There are two general sources of inventory data: primary data which is gathered personally and secondary data which is gathered from literature and databases (UNEP 2009). The processes for which primary data is gathered are foreground processes, while secondary data is gathered for background processes (Guinée 2002). In ELCA primary data is gathered through interviews or by collaborating with firms, but crucial for the total product system is the existence of several large databases containing unit processes, such as Ecoinvent (2016), GaBi databases (2016), and NREL (2016). SLCA practitioners focus largely on primary data, since established databases similar to ELCA are lacking. National statistics are a source used for background data, but the creation of the Social Hotspot Database (2016) is a start towards a dedicated SLCA database. This background data is on the industry sector level rather than unit process, so it cannot be used to the same extent as ELCA databases. Without well-developed databases for background data, the scope of SLCA is usually limited to the foreground processes (Revéret et al. 2015). The inventory data of SELCA is a potential combination of quantitative and semi- quantitative data used in ELCA and SLCA. To ensure that the inventory of SELCA is harmonized, all data should be on the DPSIR pressure level. However, using databases will not be feasible as long as SLCA databases do not correspond to the unit processes of ELCA databases. Ideally a combined database would be formed, but in its absence SELCA is dependent on primary data which sets limits on the total size of the product system that can be included in an assessment.
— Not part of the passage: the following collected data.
PR #1269, opened 2025-04-08
serialize `Uint8Array`'s as hex strings instead of arrays

KillariDev:


app/ts/utils/bigint.ts
```diff
@@ -91,7 +91,11 @@ export function bigintToUint8Array(value: bigint, numberOfBytes: number) {
 
 // biome-ignore lint/suspicious/noExplicitAny: matches JSON.stringify signature
 export function stringifyJSONWithBigInts(value: any, space?: string | number | undefined): string {
-	return JSON.stringify(value, (_key, value) => { return typeof value === 'bigint' ? `0x${ value.toString(16) }` : value }, space)
+	return JSON.stringify(value, (_key, value) => {
+		if (typeof value === 'bigint') return `0x${ value.toString(16) }`
```
MicahZoltu, line 95: Why don't we serialize bigints with `bigintToDecimalString`?

MicahZoltu (approved):

app/ts/utils/bigint.ts
KillariDev: because it might be address and also we don't know the decimals of random bigints

PR #1273, opened 2025-04-16
Eip712 validator

KillariDev:
- adds eip712 validator
- code tags background is no longer white
- if verification fails, show user the message with error


app/ts/utils/eip712.ts
```diff
@@ -0,0 +1,398 @@
...
+
+	// Check for bytes types like bytes32
+	const fixedBytesRegex = /^bytes(\d+)$/
+	const fixedBytesMatch = typeStr.match(fixedBytesRegex)
+	if (fixedBytesMatch) {
+		if (!fixedBytesMatch[1]) return { valid: false, reason: 'not valid bytes' }
+		const expectedSize = parseInt(fixedBytesMatch[1])
+		// Value must be a hex string with 2 + 2*expectedSize characters (0x + hex digits)
+		const valid = typeof value === 'string' && /^0x[a-fA-F0-9]*$/.test(value) && value.length === 2 + expectedSize * 2
+		return valid ? { valid: true } : { valid: false, reason: `${ value } is invalid bytes string` }
```
MicahZoltu, line 146:
```suggestion
		const expectedSize = parseInt(fixedBytesMatch[1])
		if (expectedSize < 1 || expectedSize > 32) return { valid: false, reason: `Only 'bytes1' through 'bytes32' are valid, '${typeStr}' is not in that range` }
		// Value must be a hex string with 2 + 2*expectedSize characters (0x + hex digits)
		const valid = typeof value === 'string' && /^0x[a-fA-F0-9]*$/.test(value) && value.length === 2 + expectedSize * 2
		return valid ? { valid: true } : { valid: false, reason: `${ value } is invalid bytes string` }
```

app/ts/utils/eip712.ts
```diff
@@ -0,0 +1,398 @@
...
+		// For signed: range is -2^(width-1) to 2^(width-1) - 1
+		const min = isUnsigned ? 0n : -(2n ** BigInt(bitWidth - 1))
+		const max = isUnsigned ? (2n ** BigInt(bitWidth)) - 1n : (2n ** BigInt(bitWidth - 1)) - 1n
+
+		let bigValue: bigint
+		if (typeof value === 'number') {
+			if (!Number.isInteger(value)) return { valid: false, reason: `${ JSON.stringify(value) } wasn't integer` }
+			bigValue = BigInt(value)
+		} else if (typeof value === 'string') {
+			const parsed = Eip712Number.safeParse(value) // todo, does the quantity need to be in hex format?
```
MicahZoltu, line 128: Does this `TODO` need to be addressed?  Are there any others?

app/ts/utils/eip712.ts
```diff
@@ -0,0 +1,398 @@
...
+	if (!identifierPattern.test(typeStr)) return { valid: false, reason: `invalid type: ${ typeStr }` }
+
+	// Check for integer types, e.g. uint128 or int256
+	const intRegex = /^(u?)int(\d+)$/
+	const intMatch = typeStr.match(intRegex)
+	if (intMatch) {
+		// Use BigInt to check numeric ranges
+		const isUnsigned = intMatch[1] === 'u'
+		if (!intMatch[2]) return { valid: false, reason: `intMatch was undefined` }
+		const bitWidth = parseInt(intMatch[2])
```
MicahZoltu, line 117:
```suggestion
		const bitWidth = parseInt(intMatch[2])
		if (bitWidth < 8 || bitWidth > 256) return { valid: false, reason: `${typeStr} is not a valid type, number widths must be in range [8,256]` }
		if (!Number.isInteger(bitWidth / 8) return {valid: false, reason: `${typeStr} is not a valid type, number widths must be divisible by 8.`
```

MicahZoltu (approved):
Has tests, must be fine.  😬

app/ts/utils/eip712.ts
KillariDev: The spec doesn't specify this but in practical cases the numbers can be represented in many formats. So I am assuming its correc

PR #1275, opened 2025-04-26
if no direct path is found, do not consider it a proxy transfer

KillariDev:
- fixes a bug that initial report is considered as proxy transfer on Augur


app/ts/components/simulationExplaining/identifyTransaction.tsx
```diff
@@ -212,7 +212,8 @@ function isProxyTokenTransfer(transaction: SimulatedAndVisualizedTransaction): t
 	const edges = tokenResults.map((tokenResult) => ({ from: tokenResult.from.address, to: tokenResult.to.address, data: tokenResult.to, amount: !tokenResult.isApproval && tokenResult.type !== 'ERC721' ? tokenResult.amount : 1n }))
 	const deadEnds = findDeadEnds(edges, transaction.transaction.from.address)
 	if (deadEnds.size === 0) return false
-
+	const path = removeDuplicates(Array.from(deadEnds).flatMap(([_key, edges]) => edges.slice(0, -1).map((edge) => edge.data)))
+	if (path.length === 0) return false
```
MicahZoltu, line 216: It feels like you could just do `Array.from(deadEnds).every(([_key, edges]) => edges.slice(0, -1).map(edge => edge.data).length === 0)` (or something along those lines) instead, rather that saving everything along the way and checking at the end to see if you collected anything.  If the first item has edge data, `.every` will terminate early instead of running over the whole array.

MicahZoltu (approved):

PR #1279, opened 2025-05-08
allow signed types to actually be negative

KillariDev:


app/ts/types/solidityType.ts
```diff
@@ -1,18 +1,18 @@
 import * as funtypes from 'funtypes'
-import { EthereumAddress, EthereumData, EthereumQuantity } from './wire-types.js'
+import { EthereumAddress, EthereumData, EthereumQuantity, SignedEthereumQuantity } from './wire-types.js'
 import { AddressBookEntry } from './addressBookTypes.js'
 
 export type PureGroupedSolidityType = funtypes.Static<typeof PureGroupedSolidityType>
 export const PureGroupedSolidityType = funtypes.Union(
-	funtypes.ReadonlyObject({ type: funtypes.Literal('signedInteger'), value: EthereumQuantity }),
+	funtypes.ReadonlyObject({ type: funtypes.Literal('signedInteger'), value: SignedEthereumQuantity }),
```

3.2.6 Inventory tables The result of the inventory analysis is the inventory table of the product system. This consists of two steps in ELCA, the first is the creation of a matrix containing every unit process which can then be used to calculate the environmental interventions in relation to the FU (Guinée 2002). This results in a single table containing all the emissions throughout the life cycle of a product system. In SELCA the quantitative social interventions are also added to the quantitative inventory table as shown in table 12, though in practice this list would be much longer.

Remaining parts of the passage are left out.